> [TASK INSTRUCTIONS] Would you give the data below back exactly as it reads?

> [Dataset entries]
- Opening Delimiter -

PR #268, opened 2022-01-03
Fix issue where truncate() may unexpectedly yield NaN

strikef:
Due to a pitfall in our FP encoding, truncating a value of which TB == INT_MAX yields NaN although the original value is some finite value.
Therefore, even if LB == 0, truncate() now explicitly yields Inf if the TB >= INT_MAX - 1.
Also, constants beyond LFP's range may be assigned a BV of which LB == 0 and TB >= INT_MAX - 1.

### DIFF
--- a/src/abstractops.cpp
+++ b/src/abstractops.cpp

- Closing Delimiter -

> [SOLUTION TO THIS TASK]
PR #268, opened 2022-01-03
Fix issue where truncate() may unexpectedly yield NaN

strikef:
Due to a pitfall in our FP encoding, truncating a value of which TB == INT_MAX yields NaN although the original value is some finite value.
Therefore, even if LB == 0, truncate() now explicitly yields Inf if the TB >= INT_MAX - 1.
Also, constants beyond LFP's range may be assigned a BV of which LB == 0 and TB >= INT_MAX - 1.

### DIFF
--- a/src/abstractops.cpp
+++ b/src/abstractops.cpp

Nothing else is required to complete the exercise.